Edith was not of the women who naturally analyze their own feelings
toward others over keenly, but one cannot live in a world without
sharing its mental peculiarities. The times are too introspective to
allow any educated person to escape self-examination. The century which
produced that most appalling instance of spiritual exposure, the
"_Journal Intime_" which it is impossible to read without blushing that
one thus looks upon the author's soul in its nakedness, leaves small
chance for self-unconsciousness. Edith could not help examining her
mental attitude toward her companions, and it was perhaps a proof of
the sweetness of her nature that she found in her thought nothing of
that shortcoming in them, or reason for lack of fervor in friendship
other than such as must come from lack of intercourse.

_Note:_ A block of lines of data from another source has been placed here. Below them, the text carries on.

PR #2746, opened 2026-07-01
fix(core): gpt.ts - for gpt re-scale coordinates from model coordinat…

### LINKED ISSUE #2745: [Bug] Issues with screen resolution in computer-use-mode with gpt-5
Hi,
I am new to midscene.js and it might not be the right place for general usage questions. If this is not right place (as there are only bugs and features in this list), let me know where to place the question.

I am using midscene.js in computer-use mode on Linux (Debian trixie). When using this yaml file:

computer: {
  screenshotShrinkFactor:1
}

tasks:
  - name: Open Nautilus
    flow:
      - aiAct: Press the meta key
      - aiAct: Click on Nautilus icon to launch the file manager.

It never hits the Nautilus-Icon in the dash. The debug log is showing:

{
  "locate": {
    "prompt": "Nautilus file manager icon in the bottom dock",
    "bbox": [324, 704, 358, 742]
  }
}

Which is obvious not correct. THe dash/dock is at the bottom of the screen which as a resolution of 1920x1080.

What do I need to do to force midscene or better the llm to use the correct screen resolution?

Thanks for your help
Michael

miti4711:
…e space to physical screen size.

- handles issues when using gpt5 and computer-use and screen resolutions other than 1366x768.
- for gpt coordinates are re-scaled between model coordinates system and physical screen coordinates system

Info for Reviewer: the issue has been fixed with the help of gpt5-5. This is my first contribution. So let me know what to do better.

fixes #2745

### DIFF
--- a/packages/core/src/ai-model/models/gpt.ts
+++ b/packages/core/src/ai-model/models/gpt.ts
@@ -1,10 +1,16 @@
 import type { TModelFamily } from '@midscene/shared/env';
+import { zoomForGPT4o } from '@midscene/shared/img';
 import type {
   ChatCompletionCallContext,
   ChatCompletionParamsResult,
   ImageDetail,
   ModelAdapterDefinition,
 } from '../model-adapter/types';
+import type {
+  LocateResultContext,
+  LocateResultValue,
+  PixelBbox,
+} from '../shared/model-locate-result';
 
 const originalImageDetailForDefaultIntent = (
   input: ChatCompletionCallContext,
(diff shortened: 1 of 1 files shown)


EAGzzyCSL:
Thanks for the contribution and for looking into this issue.

I don’t think this is the right direction to fix it, though. The main concern is that this implementation tries to infer GPT’s internal image scaling behavior with `zoomForGPT4o()`. That is a heuristic, not a stable contract from the GPT-5 API, and it may become inaccurate across model versions or OpenAI-compatible providers. It can also accidentally rescale coordinates that were already returned in the original pixel space.

Since we already know GPT works better with certain screenshot sizes, I think the more reliable approach is to control the input image size before sending it to the model. Midscene already supports this through `screenshotShrinkFactor`, which shrinks the screenshot and keeps the coordinate conversion path explicit and testable.

So instead of adding GPT-specific coordinate rescaling in the result adapter, I’d suggest configuring `screenshotShrinkFactor` for GPT-5 usage to keep screenshots closer to the recommended dimensions. This also matches the guidance in our GPT-5 model configuration docs.

PR #2837, opened 2026-07-21
fix(core): compact duplicate report dumps on finalize

quanru:
## Summary

- Compact superseded grouped dump scripts when `ReportGenerator` finalizes a report.
- Preserve the latest execution for each stable execution ID while retaining all legacy executions without IDs.
- Keep live report generation append-only and preserve inline and directory-mode screenshot data.
- Rewrite through a sibling temporary file and replace the finalized report atomically.

## Root cause

Report generation appends a complete dump snapshot on every execution update, and `finalize()` appends the latest execution once more to capture its final state. The report UI deduplicates these snapshots when loading the page, but the HTML file retained every historical dump.

In the supplied report, this produced 487 grouped dump tags and inflated the file from the compacted 94.94 MiB to 150.32 MiB, an increase of approximately 58.33%.

## Impact

Completed reports now contain one compacted dump per report group without changing append-only behavior while a run is active.

The supplied report was reduced from 157,617,354 bytes to 99,547,590 bytes (36.84% smaller). Browser-level verification confirmed that the merged dump content and image index remained unchanged: 1 execution, 119 tasks, and 83 image nodes.

## Regression coverage

The regression test was added before the implementation and failed with three dump tags instead of one. It now passes and also covers:

- multiple execution IDs
- legacy executions without IDs
- inline screenshot mode
- directory screenshot mode
- report merging performance

## Validation

- `pnpm run lint`
- `pnpm --dir packages/core exec vitest --run tests/unit-test/report-generator.test.ts tests/unit-test/report-merge-count.test.ts` — 57 tests passed
- `pnpm exec nx build @midscene/core`
- Real-report compaction — 487 dump tags reduced to 1 in 1.15 seconds with equivalent browser-visible content
- `pnpm exec nx test @midscene/core` — 1,340 passed, 8 skipped, and 1 unrelated size-threshold failure in `merge-browser-parse.test.ts` (expected less than 15 MiB; current generated report is 16.92 MiB)

### DIFF
--- a/packages/core/src/dump/report-dump-compactor.ts
+++ b/packages/core/src/dump/report-dump-compactor.ts
@@ -1,0 +1,321 @@
+import { randomUUID } from 'node:crypto';
+import { createReadStream } from 'node:fs';
+import { type FileHandle, open, rename, stat, unlink } from 'node:fs/promises';
+import { basename, dirname, join } from 'node:path';
+import { antiEscapeScriptTag, escapeScriptTag } from '@midscene/shared/utils';
+import { type ExecutionDump, ReportActionDump } from '../types';
+
+const SCRIPT_OPEN = Buffer.from('<script');
+const SCRIPT_CLOSE = Buffer.from('</script>');
+const READ_CHUNK_SIZE = 32 * 1024 * 1024;
+const DUMP_TYPE_ATTRIBUTE = 'type="midscene_web_dump"';
+const GROUP_ID_REGEXP = /data-group-id="([^"]+)"/;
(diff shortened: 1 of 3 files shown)


quanruzhuoxiu:
Closing this PR only to recreate it under the correct GitHub account, @quanruzhuoxiu. A replacement PR link will be added shortly.

quanruzhuoxiu:
Replacement PR: #2838. It contains the same branch and commit, and was created by @quanruzhuoxiu.

PR #52, opened 2016-05-26
Tools: switch from GPGKEYFILE to GNUPGHOME

gperciva:


gperciva:
Addresses https://github.com/Tarsnap/scrypt/pull/51#issuecomment-221741577

cperciva:
Can we make this require `GNUPGSIGNINGHOME` to be set, and then set `GNUPGHOME` to that value?  I could imagine GNUPGHOME being set in a general user environment; using a different name ensures that it was set deliberately for the signing operation.

gperciva:
Do you want a generic `GNUPGSIGNINGHOME`, or `GNUPG_SCRYPT_HOME` OR `GNUPG_TARSNAP_HOME` ?  Or perhaps taking this as a command-line argument, to make extra certain that it's something set deliberately for this signing operation?

cperciva:
Oh, yes, command-line argument.  Sorry, I was still thinking in Makefile mode where everything is variables.

The `-u $GPGKEYID` can be dropped though; the "signing" gnupg home should only have one key so it should be selected automatically.

gperciva:
Updated PR

PR #54, opened 2016-06-26
Getopt error

gperciva:


main.c
```diff
@@ -79,8 +79,10 @@ main(int argc, char *argv[])
 	} else if (strcmp(argv[1], "--version") == 0) {
 		fprintf(stdout, "scrypt %s\n", PACKAGE_VERSION);
 		exit(0);
-	} else
+	} else {
+		warn0("First argument must be 'enc' or 'dec'.\n");
```
gperciva: Yes, technically the first argument could be `--version`, but I think we don't need to mention that in this warning since `usage()` comes right after it.  (I still think it's worth being explicit, since somebody might not be familiar with the terse `{enc | dec}` format.)

PR #60, opened 2016-07-07
Tests: simplify file locations and directories

gperciva:
We only need to pass in the build directory; everything else can be determined from that and $scriptdir.


cperciva:
LGTM.  Is there anything particular I should look at closely before I merge?

gperciva:
No, I think it's good for the merge.

PR #67, opened 2016-09-06
Fix warnings

gperciva:


gperciva:
Found a few more warnings by testing on a 32-bit system.  Nothing serious.

PR #70, opened 2016-10-20
Trivial fixes

gperciva:


lib/crypto/crypto_scrypt.c
```diff
@@ -28,7 +28,6 @@
  */
 #include "scrypt_platform.h"
 
-#include <sys/types.h>
```
cperciva: This was intentional -- older UNIX systems require `<sys/types.h>` for mmap, even though the latest versions of POSIX say that `<sys/mman.h>` should be the only required header.

gperciva:
Updated PR to keep `sys/types.h`

PR #72, opened 2016-10-20
Explicit cast to (uint64_t) from getrlimit()

gperciva:
- This assumes that the amount of available memory available to the process, or the max size of the data segment, or the resident set, will not exceed 18 exibytes (2^64).

- This also assumes that FreeBSD (which uses a signed int for rlim_t, in violation of the POSIX standard) will not return a negative value.


gperciva:
I considered playing some games with `#if (rlim_t)(-1) == (int)(-1)` to be stricter about the assumptions, but I figured you probably wouldn't want that complexity anyway.

PR #74, opened 2016-10-21
Add -f option to force decryption; no checkparams() test

gperciva:


lib/scryptenc/scryptenc.c
```diff
@@ -240,7 +240,8 @@ scryptenc_setup(uint8_t header[96], uint8_t dk[64],
 static int
 scryptdec_setup(const uint8_t header[96], uint8_t dk[64],
     const uint8_t * passwd, size_t passwdlen,
-    size_t maxmem, double maxmemfrac, double maxtime, int verbose)
+    size_t maxmem, double maxmemfrac, double maxtime, int verbose,
+    int force_resources)
```
cperciva: s/force_resources/force/

lib/scryptenc/scryptenc.c
```diff
@@ -269,10 +270,10 @@ scryptdec_setup(const uint8_t header[96], uint8_t dk[64],
 	/*
 	 * Check whether the provided parameters are valid and whether the
 	 * key derivation function can be computed within the allowed memory
-	 * and CPU time.
+	 * and CPU time, unless the user chose to disable this test.
 	 */
-	if ((rc = checkparams(maxmem, maxmemfrac, maxtime, logN, r, p,
-	    verbose)) != 0)
+	if (!force_resources && (rc = checkparams(maxmem, maxmemfrac, maxtime,
```
cperciva: We need to check if the parameters are valid even if we're not trying to limit CPU or RAM usage.

scrypt.1
```diff
@@ -71,6 +72,8 @@ is given, then
 does not print any prompts, and reads a passphrase from stdin.
 .Sh OPTIONS
 .Bl -tag -width "-m maxmemfrac"
+.It Fl f
+Force the decryption to use any required memory or CPU time.
```
cperciva: Don't like the wording.  Either s/Force/Allow/, or further rewording for clarity: "Attempt decryption even if it is anticipated to require an excessive amount of memory or CPU time."

gperciva: I kind-of like the "-f\nForce" bit, though.  What about "Force the decryption to proceed even if it is anticipated to require an excessive amount of memory or CPU time." ?

cperciva: Sure, that works.

gperciva:
PR updated

lib/scryptenc/scryptenc.c
```diff
@@ -168,9 +169,9 @@ checkparams(size_t maxmem, double maxmemfrac, double maxtime,
 
 	/* Check limits. */
 	N = (uint64_t)(1) << logN;
-	if ((memlimit / N) / r < 128)
+	if (!force && ((memlimit / N) / r < 128))
```
cperciva: Why bother calling memtouse and scryptenc_cpuperf if we're simply going to ignore them?  I'd make lines 155-162 conditional on !force and have memlimit and opslimit default to huge values otherwise.

gperciva:
Updated PR; I think that `checkparams()` looks better if we sanity-check `logN` etc. first, and then do all the `force` stuff together.

gperciva:
Incidentally, I do have a test for the `-f` option, but it depends on the "multiple test values" PR #75, so I'll put it forward later.

lib/scryptenc/scryptenc.h
```diff
@@ -91,13 +91,14 @@ int scryptenc_buf(const uint8_t *, size_t, uint8_t *,
 
 /**
  * scryptdec_buf(inbuf, inbuflen, outbuf, outlen, passwd, passwdlen,
- *     maxmem, maxmemfrac, maxtime, verbose):
+ *     maxmem, maxmemfrac, maxtime, verbose, force_resources):
```
cperciva: Not in sync with .c file

lib/scryptenc/scryptenc.h
```diff
@@ -110,11 +111,12 @@ int scryptenc_file(FILE *, FILE *, const uint8_t *, size_t,
 
 /**
  * scryptdec_file(infile, outfile, passwd, passwdlen,
- *     maxmem, maxmemfrac, maxtime, verbose):
+ *     maxmem, maxmemfrac, maxtime, verbose, force_resources):
```
cperciva: (and here too)

gperciva:
Updated PR

gperciva:
Updated PR again to include the test scenario.

Yes, this "re-uses" the number 04, but PR #77 combines the current 02 and 03, so at the end of the day we'll be left with one scenario per number.  (also, the test suite functions perfectly well regardless of the actual filenames, so there's no technical reason to avoid `04-foo.sh` and `04-bar.sh`)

Perhaps some train of thought not far removed from the foregoing made
her say, as the luncheon progressed,--
"Really, it seems to me as if life proceeded at a pace so rapid
nowadays that one had not time even to be fond of anybody."
"It goes too fast for one to have much chance to show it," Helen
responded; "but one may surely be fond of one's friends, even without
seeing them."
"If you will swear not to tell the disgraceful fact," Mrs. Frostwinch
said, "I'll confess that I abhor Walt Whitman; but that one dreadful,
disreputably slangy phrase of his, 'I loaf and invite my soul,' echoes
through my brain like an invitation to Paradise.